A cousin to the anti-anxiety drug Valium has been shown in mice to reduce some of the symptoms associated with lupus. Lupus is an autoimmune condition in which the immune system attacks the body’s own tissues. “The best available therapies for lupus haven’t changed for many, many years,” says U-M’s Gary D. Glick, Ph.D., one of the lead authors on the study. “It’s a disease where the mechanisms that normally prevent the immune system from attacking components of one’s own body are defective. Because we do not yet understand what triggers lupus, it has been very difficult to develop lupus-specific therapies.”From the University of Michigan at Ann Arbor:New compound holds promise for treating lupus and related diseases

ANN ARBOR, MI – A chemical cousin of anti-anxiety medications, such as Valium and Xanax, significantly reduces kidney inflammation in mice inbred to develop a disease resembling human systemic lupus erythematosus (SLE), researchers at the University of Michigan and the University of California-Berkeley have found.

Their research, described in the Oct. 16 issue of the Journal of Clinical Investigation, also reveals the novel mechanism by which the compound works, a discovery that could lead to safer and more effective new drugs for managing lupus and other autoimmune disorders.

“The best available therapies for lupus haven’t changed for many, many years,” says U-M’s Gary D. Glick, Ph.D., one of the lead authors on the study. “It’s a disease where the mechanisms that normally prevent the immune system from attacking components of one’s own body are defective. Because we do not yet understand what triggers lupus, it has been very difficult to develop lupus-specific therapies.”

In fact, the mainstays of treating lupus-related kidney inflammation—the major cause of illness and death in lupus patients—are drugs developed many years ago to kill cancer cells. When given to lupus patients, often in combination with immune-suppressing steroids, these cytotoxic agents kill immune cells. But because they lack specificity, they also kill healthy cells, resulting in serious side effects. What’s more, they simply are not effective in some patients.

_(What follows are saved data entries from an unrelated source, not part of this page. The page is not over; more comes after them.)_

Issue #1970, opened 2024-01-19
Failed to deploy docker postgresql  resource using the built-in resource definition


Finenyaco:
**Describe the bug**

Failed to deploy docker postgresql using the built-in resource definition `postgresql`.

**Steps to reproduce**
1. Setup Walrus with docker mode.
2. Create a posgresql resource using the built-in resource definition `postgresql`.
3. Check the deployment result.

**Result**

1. Failed to deploy.
<img width="1046" alt="image" src="https://github.com/seal-io/walrus/assets/26084756/228922dc-2b6b-46a4-adfa-3556325dfecc">

2. The engine version is incorrect.
<img width="2404" alt="image" src="https://github.com/seal-io/walrus/assets/26084756/e5a78381-53b4-4905-8a02-c690f12f3fdb">

**Expected behavior**

Deploy successfully.

**Environment**
- Walrus version: main 98e5445080de1e1017db16951dd12d8e1e52b27f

“Our compound, on the other hand, goes in and kills the bad players but leaves the good players alone,” says Glick, a charter faculty member of the U-M Life Sciences Institute, who is the Werner E. Bachmann Collegiate Professor of Chemistry, and a professor of biological chemistry in the U-M Medical School.

The compound, a 1,4-benzodiazepine (designated as Bz-423), sets off a chain of events that results in apoptosis, a natural cell-suicide process by which the body rids itself of cells it no longer needs. In autoimmune disorders such as lupus, something interferes with apoptosis, and immune system cells survive and run amok instead of dying on cue. The abnormally surviving immune system cells produce antibodies, which attack the body’s healthy cells and tissues. The result is harmful and sometimes fatal inflammation in various tissues and organs, particularly the kidneys.

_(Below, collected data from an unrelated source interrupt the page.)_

Issue #1618, opened 2023-11-26
Update schema to invalid format shows success


shanewxy:
**Describe the bug**

**Steps to reproduce**
1. Create a template.
2. Edit the schema to invalid format.
3. Click save.

**Result**

Shows success, but actually not updated after refresh.

https://github.com/seal-io/walrus/assets/45061862/15d08fe9-bd6c-4c77-a627-96db735a33c8

**Expected behavior**

Show error when schema input is invalid.

**Environment**
- Walrus version: 501535b858f4bbfb681ab45af9ca332b96c776aa

**Additional context**

aiwantaozi:
1. remove the components part from the Yaml
2. find UI still send to the API
<img width="1427" alt="image" src="https://github.com/seal-io/walrus/assets/5936271/d7f67cc4-82d2-4fe1-9739-48ee4d0a5a9a">

Finenyaco:
**Environment**
- Walrus version: main 8c258fa00a3e8c3f2895a5cfb7159ca2b5d7fc1f
- UI version: dev-88faa21

**Test Result:**

- Template UI schema: delete the components will return an unexpected schema.

https://github.com/seal-io/walrus/assets/26084756/3fd8fea0-42a2-40ca-8f3d-e1be1cd05bb0

- Resource definition UI schema: deletion of components prompts successful, but in reality, it has not been removed.

https://github.com/seal-io/walrus/assets/26084756/cc332618-2762-4170-9f15-c3ef8cca2181

Finenyaco:
**Environment**
- Walrus version: main 0b2678c0df661cd20cafbdb716a641717f158e7f
- UI version: v0.5.0-rc2

**Test Result:** pass

PR #1988, opened 2024-01-22
fix: return ui schema even it without components/variables

aiwantaozi:
**Problem:**
Now will expose server-generated schema while ui schema doesn't include components/variables

**Solution:**
return ui schema even it without components/variables

**Related Issue:**
#1618


gitlawr (approved):
LGTM

thxCode (approved):
LGTM

Issue #1984, opened 2024-01-22
Incorrect workflow step status after the retry


Finenyaco:
**Describe the bug**

**Steps to reproduce**
1. New a workflow and add a 'Deploy Resource' step.
2. Set `Retry Times` to 1.
<img width="1193" alt="image" src="https://github.com/seal-io/walrus/assets/26084756/3596f936-e54e-4ef5-990b-04e0c30ef5db">

3.  Reference a non-existent resource output.
4. Run the workflow.
5. Check the step status.

**Result**

1. The workflow step stuck in "Running" state.

https://github.com/seal-io/walrus/assets/26084756/ac31d93c-4bd3-4e46-b07b-e0ab1a7022e5

**Expected behavior**

The workflow step status should change to "Failed".

**Environment**
- Walrus version: main 918a699c606f64575b1ac86f58c93ae899c141c0
- UI version: dev-8062a50:

**Additional context**

Finenyaco:
**Environment**
- Walrus version: main 3806cbeb980963a23e83bf42b8ac3b15c287fbba
- UI version: v0.5.0-rc2

**Test Result:** pass

<img width="1012" alt="image" src="https://github.com/seal-io/walrus/assets/26084756/1bdda03f-2fcd-4849-b1e5-a2d9cf0ac6cc">

PR #1994, opened 2024-01-22
fix: retry failed status not updated

alexcodelf:
**Problem:**

Step with retry strategy status not update when failed.

**Solution:**

Should not fail fast for step template.

**Related Issue:**
#1984


shanewxy (approved):
LGTM

thxCode (approved):
LGTM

According to the Centers for Disease Control and Prevention, lupus affects 1.4 million Americans, and more than 22,000 have died as a result of the disease over the past 20 years. Women of childbearing age are at greatest risk, and African Americans are more likely than Caucasians to develop the disease, says Anthony Opipari, M.D., Ph.D., assistant professor of obstetrics and gynecology and a lead author of the study.

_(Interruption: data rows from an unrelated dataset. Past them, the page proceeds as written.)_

Issue #1938, opened 2024-01-17
Incorrect computed attribute for variable optional value


Finenyaco:
**Describe the bug**

**Steps to reproduce**
1. Add a template with source `https://github.com/unitong/test-variable`.
The definition of test_object variable:
```
variable "test_object" {
  type          = object({
    name        = string
    age         = number
    email       = optional(object({
        address = string
        domain  = optional(string, "test.com")
    }))
  })
  default       = {
    name        = "Bob"
    age         = 23
    email       = {
        address = "bob"
        domain  = "example.com"
    }
  }
}
```
3. Create a resource using the above template version. 0.0.8.
4. Delete the email domain value for `Test Object`.
<img width="2408" alt="image" src="https://github.com/seal-io/walrus/assets/26084756/f06215a0-9008-4e4e-a1cf-71a73dee19c4">
5. Check the setting after deploying.

**Result**

1. The computed attribute of email domain is wrong. It should be 'test.com'.
<img width="945" alt="image" src="https://github.com/seal-io/walrus/assets/26084756/9d816440-f953-4c8f-a282-76868869426c">

<img width="673" alt="image" src="https://github.com/seal-io/walrus/assets/26084756/beb9a283-05c7-4380-8c08-2d066715dba8">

In an attempt to find new drugs for treating lupus, Glick and his co-workers screened a collection of benzodiazepines to identify any that killed immune cells. They chose benzodiazepines because unlike most cytotoxic drugs, these compounds do not damage DNA or interfere with cell metabolism. “We suspected that any benzodiazepines that were capable of killing cells would possess unique modes of action and perhaps be better at targeting disease-causing cells,” says Glick.

In a series of experiments using cultured B cells (immune cells that make antibodies), the researchers found that Bz-423 targets a protein inside the cells’ mitochondria. To test the effectiveness of Bz-423, Glick and his team then gave the compound to mice with lupus. At the end of the treatment period, 60% of untreated mice had lupus-related kidney disease, compared to 16% of treated mice. The treated mice showed none of the side effects caused by currently available lupus drugs.

“The results suggest that Bz-423, when administered appropriately, may have a significant therapeutic potential for lupus,” says Glick. There is also evidence that Bz-423 may be useful in treating some types of cancer, as well as other autoimmune diseases, and the researchers are actively pursuing these possibilities, according to Opipari.

“This paper illustrates the wonderful opportunities there are for chemists, such as Drs. Glick and Ellman, who are willing to venture beyond the lab and apply their skills to significant problems in human health,” says John M. Schwab, a program director at the National Institute of General Medical Sciences, which supported the research. “At the same time, it shows that clinicians and patients can benefit by including a chemical or molecular perspective in thinking about how to combat a complex, life-threatening disease.”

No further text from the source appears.